Segment Start: Material provided
PR #1718, opened 2022-03-11
Tiered cow subsidy

### LINKED ISSUE #1686: Add tiered COW subsidy support
This issue captures the work to add "tiered" support for COW/vCOW subsidies.

Since we don't really have an idea of how many tiers or amounts for each tier, we should make it configurable like:

```
--cow-fee-factors "10.2:0.9;100.0:0.75;1000.0:0.5"
```

This would meant that:
- If your balance is greater than `10.2 COW` (or `10200000000000000000` atoms) and less than `100.0 COW` then you get an additional 0.9 factor on your trade
- If your balance is greater than `100.0 COW` but less than `1000.0 COW` then you get a 0.75 additional factor
- If your balance is greater than `1000.0 COW` then you get a 0.5 additional factor

MartinquaXD:
Fixes #1686 

To be more flexible when offering subsidies based a user's COW balance 2 things got added:
1) Support different subsidy tiers based on the COW balance
2) Update CLI arguments to configure subsidy tiers at startup

The help for the new CLI argument looks like this:
```
--cow-fee-factors <COW_FEE_FACTORS>
    Used to configure how much of the regular fee a user should pay based on their COW
    balance.

    The expected format is "10.2:0.75,150:0.5" for 2 subsidy tiers. A balance of [10.2,150)
    COW will cause you to pay 75% of the regular fee and a balance of [150, inf) COW will
    cause you to pay 50% of the regular fee.

    If multiple tiers get configured for the same threshold the first will be used.

    [env: COW_FEE_FACTORS=]
```

Note that a `SubsidyTier` can only be created with a fee factor in the range of [0.0, 1.0].

### Test Plan
Added unit test which verifies that the correct fee factor gets looked up based on a balance amount.


crates/orderbook/src/cow_subsidy.rs
```diff
@@ -24,67 +24,114 @@ impl Default for FixedCowSubsidy {
...
+            .map_err(|_| anyhow::anyhow!("can not parse threshold {} as f64", threshold))?;
+
+        let fee_factor = parts.next().ok_or(anyhow::anyhow!("missing fee factor"))?;
+        let fee_factor: f64 = fee_factor
+            .parse()
+            .map_err(|_| anyhow::anyhow!("can not parse fee factor {} as f64", fee_factor))?;
+
+        if parts.next().is_some() {
+            anyhow::bail!("too many arguments for subsidy tier");
+        }
```
nlordell, line 58: I recently discovered [`split_once`](https://doc.rust-lang.org/std/primitive.str.html#method.split_once) when doing this year's Advent of Code which I think would be quite helpful here.

crates/orderbook/src/cow_subsidy.rs
```diff
@@ -24,67 +24,114 @@ impl Default for FixedCowSubsidy {
...
+    }
 }
 
 pub struct CowSubsidyImpl {
     cow_token: ERC20,
-    threshold: U256,
-    factor: f64,
-    cache: Mutex<TimedSizedCache<H160, SubsidyTier>>,
+    // sorted by threshold in increasing order, no duplicated thresholds
+    subsidy_tiers: Vec<SubsidyTier>,
```
nlordell, line 81: Maybe a `BTreeMap<Threshold, Factor>` might be appropriate here?

MartinquaXD: I thought since we will never lookup a key but instead always loop through the keys a map would be weird.
Don't have a strong opinion, though.

nlordell (commented):
Code looks good to me!

Just one small suggestion around using `split_once` and discussion around using a btree for the subsidy factors.

crates/orderbook/src/cow_subsidy.rs
nlordell: > never lookup a key but instead always loop through the keys a map would be weird

It allows you to binary search for the key. [For example](https://play.rust-lang.org/?version=stable&mode=debug&edition=2021&gist=67bc32d9559e6905dafd1bbe270062ba):
```rust
let tier = map.range(..balance).rev().next();
```

MartinquaXD: `BTreeMap::range` seems to work. In that case the reasons for the map outweigh the one against. 👍

nlordell (approved):
Approving because I don't feel strongly about using a b-tree here.

vkgnosis (approved):

crates/orderbook/src/cow_subsidy.rs
```diff
@@ -24,66 +25,89 @@ impl Default for FixedCowSubsidy {
...
+                .parse()
+                .map_err(|_| anyhow::anyhow!("can not parse threshold \"{}\" as f64", threshold))?;
+            let threshold = U256::from_f64_lossy(threshold * 1e18);
+
+            let fee_factor: f64 = fee_factor.parse().map_err(|_| {
+                anyhow::anyhow!("can not parse fee factor \"{}\" as f64", fee_factor)
+            })?;
+            if !(0.0..=1.0).contains(&fee_factor) {
+                anyhow::bail!("fee factor must be in the range of [0.0, 1.0]");
+            }
```
nlordell, line 60: Last `anyhow`-suggestion, I promise 😛. There is an `ensure!` macro which is like an `assert!` but returns an error instead of panicking.
```suggestion
            anyhow::ensure!(
                (0.0..=1.0).contains(&fee_factor),
                "fee factor must be in the range of [0.0, 1.0]"
            );
```

nlordell (approved):
Made some tiny suggestions to use some additional `anyhow` ergonomic features. Again, not blocking merge from my point of view.

sunce86 (approved):
Lg.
Segment End: Material provided
▶ _What to produce_
Each line of the data that holds the word "your" should be copied.

▶ _Task response_
- If your balance is greater than `10.2 COW` (or `10200000000000000000` atoms) and less than `100.0 COW` then you get an additional 0.9 factor on your trade
- If your balance is greater than `100.0 COW` but less than `1000.0 COW` then you get a 0.75 additional factor
- If your balance is greater than `1000.0 COW` then you get a 0.5 additional factor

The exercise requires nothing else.